Use random forest regressor to predict the electricity sales for each sector. After hyperparameter tuning, the model achieved 0.95 - 0.97 R-squared on the test set (15% of the data).
The figure below shows the features selected by the model for the residential, industrial and commercial sectors.
The selected features were feed into TPOT (AutoML) for model selection and hyperparameter tuning. After training with the training + validation set, the model for each section achieved 0.98 - 0.99 R-square. The predictions for the three sectors are summed together, and the R-squared score is calculated against the actual data. The overall R-squared is 0.99. The picture below summarizes the model performance for each sector.
I analyzed the machine learning model performance by state. The picture below shows R-square for each sector and state. Although the model obtain 0.99 R-square, the model performed poorly on some states.

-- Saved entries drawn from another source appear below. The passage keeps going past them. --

PR #658, opened 2021-11-22
Remove userError from seL4_ReplyRecv path

kent-mcleod:
Remove a userError that is present on mainline kernel but not on MCS.

seL4_ReplyRecv is often used in a loop to create an event handler. When
first entering this loop, or when handling signals from notifications,
there won't already be a pending caller blocked on the reply object. In
this case the kernel doesn't perform a reply transfer and continues with
the receive operation. This is a common operation and shouldn't result
in a userError being printed by the kernel each time the reply phase
ends up as a no-op.

### DIFF
--- a/libsel4/include/sel4/syscalls_master.h
+++ b/libsel4/include/sel4/syscalls_master.h
@@ -72,7 +72,9 @@ seL4_Call(seL4_CPtr dest, seL4_MessageInfo_t msgInfo);
 /**
  * @xmlonly <manual name="Reply" label="sel4_reply"/> @endxmlonly
  * @brief Perform a send to a one-off reply capability stored when
- *        the thread was last called
+ *        the thread was last called. Does nothing if there is no
+ *        reply capability which can happen if the blocked thread
+ *        was unblocked via an operation such as destroying it.
  *
  * @xmlonly
  * <docref>See <autoref label="sec:sys_reply"/></docref>
--- a/src/api/syscall.c
+++ b/src/api/syscall.c
@@ -490,7 +490,7 @@ static void handleReply(void)
     }
 
     case cap_null_cap:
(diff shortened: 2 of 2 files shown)


gernotheiser:
I would have thought that the event look has an initialisation phase that consists of a receive-only operation. Considering a user error to do a ReplyRecv with an empty send intuitively makes more sense to me than just ignoring the send phase.

kent-mcleod:
> I would have thought that the event loop has an initialisation phase that consists of a receive-only operation. Considering a user error to do a ReplyRecv with an empty send intuitively makes more sense to me than just ignoring the send phase.

userError is a macro that generates a debug print.  This doesn't change the actual (non-debug) behavior of the kernel.  The kernel has always treated it as a non-error condition and moved onto the receive phase.  This code path is also only executed on non-mcs configs. MCS uses a different implementation that doesn't print an error and also continues to the receive phase.  (This came up because of needing to run user level code that was written for MCS on a master kernel which prints large amount of error debug messages even though the kernel doesn't actually return any error results).

lsf37 (approved):

axel-h:
I think this PR is a nice practical thing. The question seems to be, do we want to print this warning message to educate the developer that the code is a bit sloppy or do we say that this API usage is perfectly fine and well within the defined behavior. The comment could be a bit more verbose then, stating that we explicitly allow this. And maybe even the manual should explicitly state that this usage is allowed.

lsf37:
The comment already implies that it is explicitly allowed, so I think that part is fine. It would be good to add to the manual, though, that this behaviour is defined and intended. @kent-mcleod would you be happy to add that?

lsf37:
Thanks for adding that, happy to merge when the tests are through.

PR #659, opened 2021-11-22
print 64-bit integers on 32-bits systems fully

axel-h:
`PRIu64`/`PRIx64` were only printing the lower 32 bits of the value on 32-bit systems.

For the residential sector, the model performed poorly for WI, NH and CO, which are northern states with low population density. For the industrial sector, the model did poorly on DC. For the commercial sector, VT, NH, WI are the worst. Overall, the model had poor predictions for the consumption in VT, NH, and WI.
The figure below coompares the time-series prediction and the actual data for the three best and the three worst predictions. The predictions capture the seasonal patterns observed in the data, but over estimates the consumption in VT, NH and WI.
STEO predictions have 0.9999 R-square (almost exact).
Plotting the model performance on the map, we see that the model performs well on the southern states, which have high population and high consumption (blue). But the model performs poorly for the sparsely populated northern and mountain regions states (red). I may need to have a separate ML for these states in order to improve the prediction accuracy.
Monthly prediction, actual data and STEO from 2015 onwards are saved as a .csv file. In this application, users can observe the actual and predicted electricity consumption for a state and a sector. The application also shows the corresponding STEO prediction for that region. Repository. You can experiment with the application by through this link. The picture below shows a screen shot of the app.
In summary, this project aims to predict monthly electricity consumption for each state in the US using population, weather, and economic data. Separate machine learning models were constructed for each of the three main electricity consumption sectors (residential, industrial, and commercial). The models acehieved 0.98 - 0.99 r-square for each sector, which translates to approximately 0.99 overall R-squared for the total consumption. The US EIA STEO prediction has 0.9999 R-square (almost exact). The time-series predictions are compared with the actual consumption and short-term energy outlook report from the EIA website. The prediction is deployed on heroku at https://worasom-energy.herokuapp.com/app.
In the next phase of the project, I will perform predictions for 2020 consumption. I will include a confidence interval for my projections. This is achieved by first projecting all features required by the models with a linear autoregressive model. For the web application, I will also improve the aesthetics of the application and include a statistical summary. In terms of model performance, I have identified some states that the models have difficulty predicting the electricity consumptions for, as shown below. I will try to improve the model performance for these states, which might be achieved by creating separates model for these states. Lastly, I plan to automate the analysis pipeline: data acqusition, formatting, machine learning and deploying the prediction.